### WHAT THE EXERCISE ASKS:
The entries below should be transcribed exactly, every one of them.

### INFORMATION GIVEN:

□ □ □ □ □ □ □

PR #4694, opened 2024-08-31
Native link

aapeliv:
For now we are building the native app by largely embedding WebViews that load from the frontend web server.

This PR introduces `nativeLink`, which tells us if we're in a webview and allows us to accommodate the embedding in the frontend. For example this hides navigation menus (will be implemented natively) and some pretty stuff during the signup flow.

**Web frontend checklist**
- [x] All tests pass

### DIFF
--- a/app/web/global.d.ts
+++ b/app/web/global.d.ts
@@ -1,0 +1,6 @@
+interface Window {
+  ReactNativeWebView?: {
+    injectedObjectJson: () => any;
+    postMessage: (message: string) => void;
+  };
+}
--- a/app/web/global.d.ts
+++ b/app/web/global.d.ts
@@ -1,6 +1,6 @@
 interface Window {
   ReactNativeWebView?: {
-    injectedObjectJson: () => any;
+    injectedObjectJson: () => string;
     postMessage: (message: string) => void;
   };
 }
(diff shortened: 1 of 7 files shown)


app/web/global.d.ts
```diff
@@ -0,0 +1,6 @@
+interface Window {
+  ReactNativeWebView?: {
+    injectedObjectJson: () => any;
```
nabramow: Any chance there's something else here you could use besides any?

aapeliv: I believe it’s an arbitrary JSON object. Is there a more restricted type for that?

nabramow:
Okay just ran the branch and clicked around. All seems good there!

app/web/global.d.ts
nabramow: You could do `Record<string, any>` if you want to represent an object where the keys are strings, and the values can be of any type. That would at least make sure it's an object!

nabramow (dismissed):
Tested and seems good to me! Just the one typescript type thing but that's not really blocking.

app/web/global.d.ts
aapeliv: OK, good idea! Thanks.

aapeliv: Well I realized it's actually just a string. Not sure why they call it JSON (maybe on the sending end it needs to be JSON).

nabramow: Ah it's probably a stringified object then. That's not uncommon when sending data via an api or something.

PR #4701, opened 2024-09-02
Add global message

aapeliv:
This allows us to put up a message on the site without having to rebuild the whole frontend.

This helps with outages so we can broadcast a message to all users on the platform with very short notice.

**Web frontend checklist**
- [ ] All tests pass


app/web/components/Navigation/Navigation.tsx
```diff
@@ -565,6 +565,7 @@ export default function Navigation() {
           </div>
         </Hidden>
       </Toolbar>
+      <GlobalMessage />
```
nabramow, line 568: I think it would be more efficient to fetch the data here in this component, then use it to conditionally render `<GlobalMessage/>` and pass what you need in the props.

Otherwise you're gonna do an api call every time the `Navigation` loads.

Or honestly since it's a global message might want to do it even higher up in a parent component.

nabramow:
I am seeing the global message always when running locally. I assume you want it to be invisible by default?

Screenshot 2024-09-03 at 12 15 36 PM

aapeliv:
> I am seeing the global message always when running locally. I assume you want it to be invisible by default?

This is the expected behavior when the message is set: that it's always visible. If there is no message (the "message" value is empty in the `.json`) then it will not show. But for now I've set this success message so we can see it when testing :).

I could make it dismissable, but then would have to make it show up again if the message changes.

nabramow:
> > I am seeing the global message always when running locally. I assume you want it to be invisible by default?
> 
> This is the expected behavior when the message is set: that it's always visible. If there is no message (the "message" value is empty in the `.json`) then it will not show. But for now I've set this success message so we can see it when testing :).
> 
> I could make it dismissable, but then would have to make it show up again if the message changes.

Do you mean to have it show on prod though? Looks like the prod one also has a message:

https://gm.couchershq.org/prod.json

aapeliv:
> > > I am seeing the global message always when running locally. I assume you want it to be invisible by default?
> > 
> > 
> > This is the expected behavior when the message is set: that it's always visible. If there is no message (the "message" value is empty in the `.json`) then it will not show. But for now I've set this success message so we can see it when testing :).
> > I could make it dismissable, but then would have to make it show up again if the message changes.
> 
> Do you mean to have it show on prod though? Looks like the prod one also has a message:
> 
> https://gm.couchershq.org/prod.json

Yes for now. I'll take it down before deploying! I think vercel uses a mix of prod env vars so it seems to be loading the prod one.

aapeliv:
@nabramow I made it dismissable and made it recheck for a message at most every 5 minutes! Let me know what you think :)

app/web/components/Navigation/Navigation.tsx
aapeliv: I've added fetch rate limiting into the component.

app/web/components/GlobalMessage.tsx
```diff
@@ -1,13 +1,32 @@
...
+import React, { useEffect } from "react";
 
 interface GlobalMessageData {
+  // the unix timestamp (as a string with milliseconds) when the message was issued
+  epoch: string;
   severity: "success" | "info" | "warning" | "error";
   message: string;
 }
 
+const TIME_BETWEEN_CHECKS_MS = 300_000; // 5 min
```
nabramow, line 12: Should it have the underscore?

aapeliv: It's a thousands separator to make it more readable: https://github.com/tc39/proposal-numeric-separator

app/web/components/GlobalMessage.tsx
```diff
@@ -0,0 +1,64 @@
...
+  // last time we queried it
+  const [lastCheck, setLastCheck] = usePersistedState<number | null>(
+    "globalmessage.lastcheck",
+    null
+  );
+  // the epoch value of the last message we dismissed
+  const [dismissedEpoch, setDismissedEpoch] = usePersistedState<string | null>(
+    "globalmessage.dismissed",
+    null
+  );
```
nabramow, line 29: This is more a consideration for the future, but I feel like you're using `usePersistedState` here, which stores something in localStorage/sessionStorage, like a reducer, when it might make more sense to use `useReducer` for something like this (i.e. when you wanna keep track of state above the level of a specific component).

Similarly React Context could be a good candidate.

app/web/components/GlobalMessage.tsx
```diff
@@ -0,0 +1,64 @@
...
+        console.error("Error fetching global message:", error);
+      }
+    };
+    if (
+      !lastCheck ||
+      new Date().getTime() - lastCheck > TIME_BETWEEN_CHECKS_MS
+    ) {
+      fetchData();
+    }
+  }, [setData, setLastCheck, lastCheck]);
```
nabramow, line 52: I know you're using `usePersistedState`, but since `lastCheck` is in the dependencies I worry that there's a chance this could end up in an infinite checking loop where it keeps checking and resetting the lastCheck variable?

Since you have the `data.epoch` could the if clause just be `if (data.epoch / Date.now() > TIME_BETWEEN_CHECKS_MS` or am I misunderstanding?

app/web/components/GlobalMessage.tsx
```diff
@@ -0,0 +1,64 @@
...
+
+  const dismiss = () => {
+    if (!data) return;
+    setDismissedEpoch(data!.epoch);
+  };
+
+  return data && data.epoch && data.epoch != dismissedEpoch ? (
```
nabramow, line 59: Just a nit but maybe make `data && data.epoch && data.epoch != dismissedEpoch` a separate named variable so its more readable?

app/web/components/GlobalMessage.tsx
```diff
@@ -0,0 +1,64 @@
...
+    <MuiAlert severity={data.severity} onClose={dismiss}>
+      <span dangerouslySetInnerHTML={{ __html: data.message }} />
```
nabramow, line 61: Does this need to be html? Could it just be a string?

aapeliv: We sometimes need to add a link

nabramow (approved):
Approving after confirming on video this likely won't end up with an infinite useEffect re-render ;)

□ □ □ □ □ □ □

### WRITTEN ANSWER:
PR #4694, opened 2024-08-31
Native link

aapeliv:
For now we are building the native app by largely embedding WebViews that load from the frontend web server.

This PR introduces `nativeLink`, which tells us if we're in a webview and allows us to accommodate the embedding in the frontend. For example this hides navigation menus (will be implemented natively) and some pretty stuff during the signup flow.

**Web frontend checklist**
- [x] All tests pass

### DIFF
--- a/app/web/global.d.ts
+++ b/app/web/global.d.ts
@@ -1,0 +1,6 @@
+interface Window {
+  ReactNativeWebView?: {
+    injectedObjectJson: () => any;
+    postMessage: (message: string) => void;
+  };
+}
--- a/app/web/global.d.ts
+++ b/app/web/global.d.ts
@@ -1,6 +1,6 @@
 interface Window {
   ReactNativeWebView?: {
-    injectedObjectJson: () => any;
+    injectedObjectJson: () => string;
     postMessage: (message: string) => void;
   };
 }
(diff shortened: 1 of 7 files shown)


app/web/global.d.ts
```diff
@@ -0,0 +1,6 @@
+interface Window {
+  ReactNativeWebView?: {
+    injectedObjectJson: () => any;
```
nabramow: Any chance there's something else here you could use besides any?

aapeliv: I believe it’s an arbitrary JSON object. Is there a more restricted type for that?

nabramow:
Okay just ran the branch and clicked around. All seems good there!

app/web/global.d.ts
nabramow: You could do `Record<string, any>` if you want to represent an object where the keys are strings, and the values can be of any type. That would at least make sure it's an object!

nabramow (dismissed):
Tested and seems good to me! Just the one typescript type thing but that's not really blocking.

app/web/global.d.ts
aapeliv: OK, good idea! Thanks.

aapeliv: Well I realized it's actually just a string. Not sure why they call it JSON (maybe on the sending end it needs to be JSON).

nabramow: Ah it's probably a stringified object then. That's not uncommon when sending data via an api or something.

PR #4701, opened 2024-09-02
Add global message

aapeliv:
This allows us to put up a message on the site without having to rebuild the whole frontend.

This helps with outages so we can broadcast a message to all users on the platform with very short notice.

**Web frontend checklist**
- [ ] All tests pass


app/web/components/Navigation/Navigation.tsx
```diff
@@ -565,6 +565,7 @@ export default function Navigation() {
           </div>
         </Hidden>
       </Toolbar>
+      <GlobalMessage />
```
nabramow, line 568: I think it would be more efficient to fetch the data here in this component, then use it to conditionally render `<GlobalMessage/>` and pass what you need in the props.

Otherwise you're gonna do an api call every time the `Navigation` loads.

Or honestly since it's a global message might want to do it even higher up in a parent component.

nabramow:
I am seeing the global message always when running locally. I assume you want it to be invisible by default?

Screenshot 2024-09-03 at 12 15 36 PM

aapeliv:
> I am seeing the global message always when running locally. I assume you want it to be invisible by default?

This is the expected behavior when the message is set: that it's always visible. If there is no message (the "message" value is empty in the `.json`) then it will not show. But for now I've set this success message so we can see it when testing :).

I could make it dismissable, but then would have to make it show up again if the message changes.

nabramow:
> > I am seeing the global message always when running locally. I assume you want it to be invisible by default?
> 
> This is the expected behavior when the message is set: that it's always visible. If there is no message (the "message" value is empty in the `.json`) then it will not show. But for now I've set this success message so we can see it when testing :).
> 
> I could make it dismissable, but then would have to make it show up again if the message changes.

Do you mean to have it show on prod though? Looks like the prod one also has a message:

https://gm.couchershq.org/prod.json

aapeliv:
> > > I am seeing the global message always when running locally. I assume you want it to be invisible by default?
> > 
> > 
> > This is the expected behavior when the message is set: that it's always visible. If there is no message (the "message" value is empty in the `.json`) then it will not show. But for now I've set this success message so we can see it when testing :).
> > I could make it dismissable, but then would have to make it show up again if the message changes.
> 
> Do you mean to have it show on prod though? Looks like the prod one also has a message:
> 
> https://gm.couchershq.org/prod.json

Yes for now. I'll take it down before deploying! I think vercel uses a mix of prod env vars so it seems to be loading the prod one.

aapeliv:
@nabramow I made it dismissable and made it recheck for a message at most every 5 minutes! Let me know what you think :)

app/web/components/Navigation/Navigation.tsx
aapeliv: I've added fetch rate limiting into the component.

app/web/components/GlobalMessage.tsx
```diff
@@ -1,13 +1,32 @@
...
+import React, { useEffect } from "react";
 
 interface GlobalMessageData {
+  // the unix timestamp (as a string with milliseconds) when the message was issued
+  epoch: string;
   severity: "success" | "info" | "warning" | "error";
   message: string;
 }
 
+const TIME_BETWEEN_CHECKS_MS = 300_000; // 5 min
```
nabramow, line 12: Should it have the underscore?

aapeliv: It's a thousands separator to make it more readable: https://github.com/tc39/proposal-numeric-separator

app/web/components/GlobalMessage.tsx
```diff
@@ -0,0 +1,64 @@
...
+  // last time we queried it
+  const [lastCheck, setLastCheck] = usePersistedState<number | null>(
+    "globalmessage.lastcheck",
+    null
+  );
+  // the epoch value of the last message we dismissed
+  const [dismissedEpoch, setDismissedEpoch] = usePersistedState<string | null>(
+    "globalmessage.dismissed",
+    null
+  );
```
nabramow, line 29: This is more a consideration for the future, but I feel like you're using `usePersistedState` here, which stores something in localStorage/sessionStorage, like a reducer, when it might make more sense to use `useReducer` for something like this (i.e. when you wanna keep track of state above the level of a specific component).

Similarly React Context could be a good candidate.

app/web/components/GlobalMessage.tsx
```diff
@@ -0,0 +1,64 @@
...
+        console.error("Error fetching global message:", error);
+      }
+    };
+    if (
+      !lastCheck ||
+      new Date().getTime() - lastCheck > TIME_BETWEEN_CHECKS_MS
+    ) {
+      fetchData();
+    }
+  }, [setData, setLastCheck, lastCheck]);
```
nabramow, line 52: I know you're using `usePersistedState`, but since `lastCheck` is in the dependencies I worry that there's a chance this could end up in an infinite checking loop where it keeps checking and resetting the lastCheck variable?

Since you have the `data.epoch` could the if clause just be `if (data.epoch / Date.now() > TIME_BETWEEN_CHECKS_MS` or am I misunderstanding?

app/web/components/GlobalMessage.tsx
```diff
@@ -0,0 +1,64 @@
...
+
+  const dismiss = () => {
+    if (!data) return;
+    setDismissedEpoch(data!.epoch);
+  };
+
+  return data && data.epoch && data.epoch != dismissedEpoch ? (
```
nabramow, line 59: Just a nit but maybe make `data && data.epoch && data.epoch != dismissedEpoch` a separate named variable so its more readable?

app/web/components/GlobalMessage.tsx
```diff
@@ -0,0 +1,64 @@
...
+    <MuiAlert severity={data.severity} onClose={dismiss}>
+      <span dangerouslySetInnerHTML={{ __html: data.message }} />
```
nabramow, line 61: Does this need to be html? Could it just be a string?

aapeliv: We sometimes need to add a link

nabramow (approved):
Approving after confirming on video this likely won't end up with an infinite useEffect re-render ;)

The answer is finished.